The stance helped the New York real estate developer to connect with working-class voters across the Rust Belt who had come to blame the nation’s trade deals for shipping jobs overseas and hollowing out their communities.

It also put Democratic rival Hillary Clinton on the defensive.

Mr. Trump slammed her support, as first lady, of NAFTA, which her husband, President Bill Clinton, signed into law in December 1993. He also criticized her for backing normalized trade with China, while challenging her to disavow the Trans-Pacific Partnership trade deal, which the Obama-Biden White House promoted as a chance to strengthen the nation’s alliance with countries in Asia.

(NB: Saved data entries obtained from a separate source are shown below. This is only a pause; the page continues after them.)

Issue #1008, opened 2025-12-03
SFT for multi-turn tool call data is not supported properly


Surya-Gunukula:
# SFT Tool Support Proposal

## Problem

1. When `--apply-chat-template` is used, the message history (`list[dict]`) gets converted to a string in `data.py`. This breaks `gen_multi_turn_loss_mask_qwen` and other functions in `mask_utils.py`, which expect a `list[dict]`.

2. `--tool-key` requires `--apply-chat-template`, which triggers the same string conversion issue.

3. In `mask_utils.py`, `apply_chat_template` is called on each message individually without the `tools` parameter, so tool-related messages (assistant with `tool_calls`, `tool` role responses) are not formatted correctly.

## Downstream Effects

- Without these flags: Tool definitions are never added to the conversation, so the model never sees them during training.
- With these flags: A fatal error is thrown because `mask_utils` receives a string instead of `list[dict]`.
- Even if it didn't crash: `apply_chat_template` without `tools=` produces incorrect tokenization for tool-calling messages.

## Proposal

A non-invasive fix with two changes:

### 1. `data.py` - Store tools in metadata

When `--tool-key` is provided:
- Extract tools from the data
- Store them in `sample.metadata["tools"]`
- Keep messages as `list[dict]` (do NOT apply chat template)

### 2. `mask_utils.py` - Pass tools to `apply_chat_template`

Update the mask generation functions to:
- Accept an optional `tools` parameter
- Pass `tools` to `apply_chat_template` so tool-calling messages are formatted correctly

**Also this fixes Issue #289**

coding-famer:
I believe the change proposal 1. have been done by #501

Surya-Gunukula:
Will check out the new PR and make the appropriate fixes if there are any left. Thanks for bringing that up I wouldn't have noticed.

PR #1073, opened 2025-12-09
Add tool call support for multi-turn SFT with delta-based loss masking [FEATURE]

Surya-Gunukula:
### Summary

Adds support for training on multi-turn conversations with tool calls in SFT mode. This enables fine-tuning models on agentic datasets where assistant messages include `tool_calls` and conversations include `tool` role responses.

### Problem

The existing `MultiTurnLossMaskGenerator` uses a per-message tokenization approach that doesn't work with tool-call conversations. This is because `tools=...` is never passed to `apply_chat_template`, so the conversation never injects the tool call schema, so how is the model supposed to predict tool calls for SFT?

I also could not use the existing function as per-message tool messaging would inject the tool call schema into each message, so I opted for delta-based masking.

### Changes

**`slime/utils/mask_utils.py`**
- Added `gen_multi_turn_loss_mask_with_tools()` which gets called if `--tool-key` is applied
- This makes it non-harmful as SFT without `--tool-key` passed still works normally

**`slime/rollout/sft_rollout.py`**
- Extract `tools` from `sample.metadata` and pass to `get_loss_mask()`

### Usage

Dataset format (JSONL/Parquet):
```json
{
  "messages": [
    {"role": "user", "content": "What's the weather in NYC?"},
    {"role": "assistant", "content": null, "tool_calls": [{"id": "call_1", "type": "function", "function": {"name": "get_weather", "arguments": "{\"location\": \"NYC\"}"}}]},
    {"role": "tool", "tool_call_id": "call_1", "content": "Sunny, 72°F"},
    {"role": "assistant", "content": "The weather in NYC is sunny and 72°F!"}
  ],
  "tools": [{"type": "function", "function": {"name": "get_weather", "description": "Get weather", "parameters": {...}}}]
}
```

Run script args:
```bash
--input-key messages
--tool-key tools
```

### References

Delta-based tokenization approach adapted from:
- `examples/tau-bench/trainable_agents.py`
- [verl multi-turn documentation](https://verl.readthedocs.io/en/v0.4.1/sglang_multiturn/multiturn.html)

Also this finishes solving my issue #1008 (part 3, another PR already solved 1&2)

### DIFF
--- a/slime/utils/arguments.py
+++ b/slime/utils/arguments.py
@@ -1575,13 +1575,12 @@ def slime_validate_args(args):
         )
         args.eval_max_context_len = args.rollout_max_context_len
 
-    if args.rollout_max_prompt_len is None and args.rollout_max_context_len is not None:
-        logger.info(
-            f"args.rollout_max_prompt_len is not set. Use args.rollout_max_context_len - 1 ({args.rollout_max_context_len} - 1) as default value so that there is at least one generated token to compute loss."
-        )
-        args.rollout_max_prompt_len = args.rollout_max_context_len - 1
-
-    if args.rollout_max_prompt_len is not None and args.rollout_max_context_len is not None:
+    if args.rollout_max_context_len is not None:
+        if args.rollout_max_prompt_len is None:
+            args.rollout_max_prompt_len = args.rollout_max_context_len - 1
+            logger.info(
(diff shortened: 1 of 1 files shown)


Surya-Gunukula:
@zhuzilin could you please review this?

PR #1080, opened 2025-12-10
[Feature] PD Disaggregation Support

yitianlian:


zhuzilin:
nit: we don't need special logic to init sgl-router because sgl-router now supports init in pd disaggregation mode with empty prefill_urls and decode_urls.

PR #1086, opened 2025-12-11
Empty cache before finalize_model_grads to prevent unexpected oom

zhuzilin:
This is an ad-hoc fix for nccl failed to calloc error.

image

### DIFF
--- a/slime/backends/megatron_utils/model.py
+++ b/slime/backends/megatron_utils/model.py
@@ -500,6 +500,16 @@ def should_disable_forward_pre_hook(args: Namespace) -> bool:
     return args.use_distributed_optimizer and args.overlap_param_gather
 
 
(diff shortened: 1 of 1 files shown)


fzyzcjy:
brainstorms

1. do the check before every hijacked nccl call (since this is b/c torch reserve too much memory and when nccl wants some mem torch does not know and do not release anything for it, and b/c we re-create nccl in each iteration the badness is amplified)
2. --train-memory-margin-bytes
3. hack nccl mem allocation logic, when it finds no mem, tell torch to do a empty_cache

zhuzilin:
> --train-memory-margin-bytes

I didn't notice this flag, I will revert this change and set `--train-memory-margin-bytes` to 1 GB by default.

Fixed in #1088

PR #2205, opened 2026-07-14
perf: vectorize REINFORCE++ discounted returns

### LINKED ISSUE #2229: [Performance] Vectorize REINFORCE++ discounted-return computation
## Current limitation

`get_reinforce_plus_plus_returns` computes each token return in a Python reverse loop for every sample. For batched long responses, this host-side loop adds avoidable overhead. The existing chunked discounted scan used by GAE provides a reusable path for the same recurrence.

## Desired outcome

Compute REINFORCE++ discounted returns through the chunked/vectorized path while preserving numerical results, variable-length trimming, dtype and device, and context-parallel slicing behavior.

The related pull request reports the following CPU-only microbenchmark for return computation:

| Shape | Python reverse loop | Chunked scan | Speedup |
|---|---:|---:|---:|
| B=1, T=1,024 | 29.688 ms | 1.357 ms | 21.87x |
| B=8, T=4,096 | 1,778.590 ms | 4.979 ms | 357.21x |

These figures are not an end-to-end training-throughput claim.

## Related pull request

- #2205 — https://github.com/THUDM/slime/pull/2205

morluto:
## Problem

`get_reinforce_plus_plus_returns` computes every token return in a Python reverse loop for every sample. That host-side loop becomes expensive for batched long responses, while `ppo_utils.py` already contains a chunked discounted scan for GAE.

## Change

- Extract the existing recurrence into `chunked_discounted_returns`.
- Right-pad variable-length REINFORCE++ token rewards, scan the batch once, and trim each row before returning or context-parallel slicing.
- Reuse the same helper from `chunked_gae`.
- Register CPU tests for serial equivalence, chunk boundaries, discount edge cases, variable-length padding, dtype/device preservation, the REINFORCE++ caller, and GAE.

The change does not add a dependency or alter context-parallel gather/slice behavior.

## Correctness

The CPU tests compare the scan against the previous reverse recurrence for `float32` and `float64`, discounts `0`, `0.5`, `0.99`, and `1`, and lengths around the 128-token chunk boundary. Right-padded positions remain zero and are trimmed before caller-visible results.

```text
PYTHONPATH=. python3 tests/test_discounted_returns.py
45 passed in 2.36s
```

`git diff --check origin/main` also passes.

## CPU microbenchmark

Environment: 4-core DO-Premium-AMD CPU, Python 3.12.3, PyTorch 2.11.0, one PyTorch thread, random `float32` rewards, discount `0.99`, chunk size 128, one warmup, median of three repetitions.

The candidate used `chunked_gae(rewards, zeros_like(rewards), 0.99, 1.0)[0]`, which is the pre-existing recurrence extracted by this PR.

| Shape | Python reverse loop | Chunked scan | Speedup |
|---|---:|---:|---:|
| B=1, T=1,024 | 29.688 ms | 1.357 ms | 21.87x |
| B=8, T=4,096 | 1,778.590 ms | 4.979 ms | 357.21x |

This measures CPU return computation only. It is not a GPU or end-to-end training-throughput claim.

## Review notes

Suggested order: review `chunked_discounted_returns`, then the REINFORCE++ batching/trim path, then the CPU regression tests and generated CI entry.

## Disclosure

This contribution was prepared with AI-assisted research and implementation, followed by CPU validation and structured code review.

## Tracking issue

Fixes #2229

### DIFF
--- a/.github/workflows/pr-test.yml
+++ b/.github/workflows/pr-test.yml
@@ -603,6 +603,10 @@ jobs:
             },
             {
               "num_gpus": 0,
+              "test_file": "test_discounted_returns.py"
+            },
+            {
+              "num_gpus": 0,
               "test_file": "test_rm_f1.py"
             },
             {
--- a/.github/workflows/pr-test.yml.j2
+++ b/.github/workflows/pr-test.yml.j2
@@ -75,6 +75,7 @@
         {'test_file': 'test_value_temperature.py', 'num_gpus': 0},
         {'test_file': 'test_cispo_loss.py', 'num_gpus': 0},
         {'test_file': 'test_ppo_logprob_entropy.py', 'num_gpus': 0},
+        {'test_file': 'test_discounted_returns.py', 'num_gpus': 0},
         {'test_file': 'test_rm_f1.py', 'num_gpus': 0},
         {'test_file': 'test_rm_gpqa.py', 'num_gpus': 0},
         {'test_file': 'test_rm_math.py', 'num_gpus': 0},
--- a/slime/utils/ppo_utils.py
+++ b/slime/utils/ppo_utils.py
@@ -397,7 +397,7 @@ def get_reinforce_plus_plus_returns(
 
     cp_size = mpu.get_context_parallel_world_size()
 
-    final_returns_chunks = []
+    token_level_rewards = []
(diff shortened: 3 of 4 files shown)


morluto:
great taste in anime @zhuzilin 
image

PR #2273, opened 2026-08-15
[ROCm] Support the INT4 QAT kernel on ROCm

LZ-QWQ:
The `int4_qat` kernel does not build on a ROCm PyTorch install, so the INT4 QAT path is unusable on AMD GPUs. This fixes the two blockers (a HIP warp-shuffle mask and a `const_data_ptr` symbol mangling mismatch under hipcc).

**Build**

- CUDA: unchanged. Every modification is behind `#if defined(__HIP_PLATFORM_AMD__)`  or `torch.version.hip is not None`,  so the CUDA compile path is byte-for-byte  identical.
- ROCm: `pip install .` just works. The gfx target comes from `PYTORCH_ROCM_ARCH`  (defaults to `gfx950`), since hipcc does not accept the nvcc-only flags.

**Verification** (MI355X / ROCm 7.2, CUDA reference from an RTX 4090)

- 144 cases covering the block shapes, tensor shapes and dtypes the kernel dispatches on: outputs are bit-exact against CUDA.
- E2E `tools/convert_hf_to_int4_direct.py` on Qwen3-0.6B: 196 layers, worst  relative error 0.1051.

### DIFF
--- a/slime/backends/megatron_utils/kernels/int4_qat/fake_int4_quant_cuda.cu
+++ b/slime/backends/megatron_utils/kernels/int4_qat/fake_int4_quant_cuda.cu
@@ -1,7 +1,15 @@
 #include <torch/extension.h>
 #include <ATen/cuda/CUDAContext.h>
 
+// HIP's __shfl_xor_sync requires a 64-bit mask (a wavefront is 64 lanes), so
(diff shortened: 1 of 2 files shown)


LZ-QWQ:
Closed by an accidental branch rename. Superseded by #2274 (same commit, no content change).

PR #2281, opened 2026-08-18
Fix Qwen3 loss masks for parallel tool results

Zeng-Weijun:
## Summary

Qwen3 chat templates group consecutive tool results into one rendered turn. The existing `qwen3` loss-mask path renders each message independently, which changes the token stream for parallel tool-call histories.

This change:

- uses the existing full-conversation, offset-based mask path whenever a Qwen3 conversation contains structured `tool_calls` or `tool` messages;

The message resonated, according to exit polls that found 42% of the electorate believed international trade took away jobs and that 62% of those voters backed Mr. Trump.

Mr. Biden has a similar record to Mrs. Clinton, and he faced criticism in the Democratic presidential primary race from Sen. Bernard Sanders of Vermont, who said the former Delaware senator’s votes have led to wage stagnation and the outsourcing of millions of jobs.

Mr. Biden said late last year that he supports the USMCA, but Mr. Trump and his allies say Mr. Biden did nothing to fix NAFTA when he had the chance.

“Joe Biden had a hand in nearly every bad trade deal over the last 40 years,” said Steve Guest, spokesman for the Republican National Committee. “It took a new kind of politician like President Trump to right the wrongs of politicians like Biden and pass a deal that would help create hundreds of thousands of jobs for America’s farmers, workers, and manufacturers.”

The RNC circulated video footage of Mr. Biden telling his colleagues on the Senate floor in 1993 that he found the arguments “for and against NAFTA are vastly, vastly, vastly overblown,” and that “I do not pretend to be an expert on international trade matters.”

Mr. Trump, meanwhile, has said the new law is a “colossal victory” for the nation, and that Canada and Mexico will no longer be able to take advantage of the United States.

“We got rid of the worst trade deal ever made in the history of mankind,” Mr. Trump said last week in Wisconsin.

The new deal modernizes trade in the digital era, prohibiting the three countries from imposing tariffs on digital products such as movies and streaming services.

The full economic impact of the agreement is expected to come gradually.

The U.S. International Trade Commission estimated last year that the deal will increase GDP by $68.2 billion (0.35%) and employment by 176,000 jobs (0.12%) over six years.

“The former NAFTA treaty was filled with holes and it caused a big increase in our deficits with our two big trading partners,” Commerce Secretary Wilbur L. Ross Jr. said Wednesday on Fox Business. “Since NAFTA, we have incurred more than $1 trillion of deficits with Mexico.”

He said the new agreement is “a very, very important thing, both for agricultural products and for manufactured products, especially automobiles.”

The trade milestone comes as a new poll shows Mr. Trump losing ground with voters on his handling of the economy, viewed as his strongest argument for reelection.

The CNBC/Change Research survey found that 55% of battleground voters (up from 53% two weeks ago) do not agree that “Donald Trump has done enough to help working Americans make it through the current economic downturn.”

In the poll, 48% of voters in six battleground states reported lost wages in their household as a result of COVID-19. More than 3 out of 4 voters, 77%, are still experiencing wage cuts.

And the poll found that 36% of battleground voters or someone in their household lost a job or was furloughed as a result of COVID-19.

Of those, 75% remain out of a job or furloughed.

Also, 54% of battleground voters say they are “more concerned that if we don’t extend the additional $600 a week in unemployment benefits that people who have lost jobs will fall further behind and the recession will get deeper.”